Deadly Aortic Disease Difficult For Doctors To Detect

June 15, 2005

GAINESVILLE, Fla. — Aortic disease kills nearly 15,000 people in the United States each year, but the rarity and complexity of this deadly disorder make accurately diagnosing it difficult for doctors in the health-care trenches, University of Florida researchers have found.

UF surgeons who specialize in treating the disease studied the charts of 100 patients who were transferred to Shands at UF medical center with suspected aortic ailments and found that about one-quarter of them initially had been misdiagnosed, delaying treatment for some and sending others into the operating room needlessly.

The study, which appears this month in The Annals of Thoracic Surgery, suggests many doctors who do not routinely treat aortic disease have difficulty distinguishing between the two most common culprits, an aortic aneurysm and an aortic dissection. An aneurysm is a bulge in the aorta that can rupture, while a dissection is a sudden tear in the arterial wall. “Three’s Company” star John Ritter died in 2003 after suffering an aortic dissection, drawing national attention to aortic disease.

But even a slight variance in diagnosis can mean the difference between medical treatment and emergency surgery, said Dr. Thomas Beaver, a UF assistant professor of cardiovascular and thoracic surgery and the study’s lead author.

“When you start talking about doing major thoracic aortic surgery on somebody, you really want to be sure what you’re doing and where it started,” he said. “For people who aren’t as familiar with it, it can be more challenging. There are subtle nuances.”

According to the National Center for Health Statistics, 14,746 people died in 2002 from either an aortic dissection or aneurysm, but most community doctors are not exposed to these disorders often enough to discern the subtleties between them, Beaver said. At Shands, where many patients are referred for aortic disease treatment, thoracic surgeons perform nearly 200 aortic procedures a year.

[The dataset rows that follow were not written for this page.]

PR #554, opened 2020-11-19
log2i function fix

18kudlugim:


tanishqaggarwal (changes requested):
Need to fix build failures. It would also be helpful to reduce the number of formatting changes so that in the future, the diff to this file can be easily understood as just a change to log2i

tanishqaggarwal:
I'm going to close this PR due to #582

Increased education in medical schools and more continuing education for practicing physicians could improve how doctors diagnose aortic disease, the researchers suggest.

Prior to beginning their research, the surgeons had noticed about 30 percent of the aortic cases they received from hospitals came to them with inaccurate diagnoses, Beaver said. After Ritter’s death, the surgeons decided to find out why.

Twenty-four of the 100 cases UF researchers studied had discrepancies in transferring and final diagnoses, and half of these contained initial misinterpretations of radiology tests and scans, the findings show. One patient who was rushed in for emergency surgery to repair an aortic dissection actually had a normal aorta that appeared as if it were ripping on a scan because of an imaging fluke called a pulsation artifact. The aorta moves so fast during a scan it may look like the arterial wall is tearing when it is fine, something a radiologist unfamiliar with the phenomenon may not realize, Beaver said.

But like other physicians, radiologists at a typical hospital don’t see aortic dissections too often, said Dr. Tomas Martin, a UF associate professor of thoracic and cardiovascular surgery.

“The difficulty is it is an infrequent disease,” he said. “It’s not a common problem.”

Diagnosing aortic disease also can be difficult because patients complain of “nondescript symptoms,” such as chest pains, said Dr. Scott LeMaire, an associate professor of cardiothoracic surgery at the Baylor College of Medicine in Texas. Among 100,000 patients complaining of chest pains, three may have an aortic dissection, LeMaire said, so it’s not the first thing a doctor may consider.

But while a patient may be able to live with an aortic aneurysm for years, a dissection requires emergency surgery if it occurs in the part of the aorta near the heart, he said.

“The outcome (of the surgery) is better than it used to be, but it is still a fairly risky surgery,” LeMaire said. “Dissection is an event. There’s no real way of predicting it.”

Genetics could be the best indicator right now for preventing and treating aortic disease before an aortic tear or rupture, Martin said. People with relatives who have had aortic aneurysms or dissections should be examined for signs of the disease.

“It’s a curable disease,” Martin said. “And it’s much better treated on an elective basis than on an emergency basis.”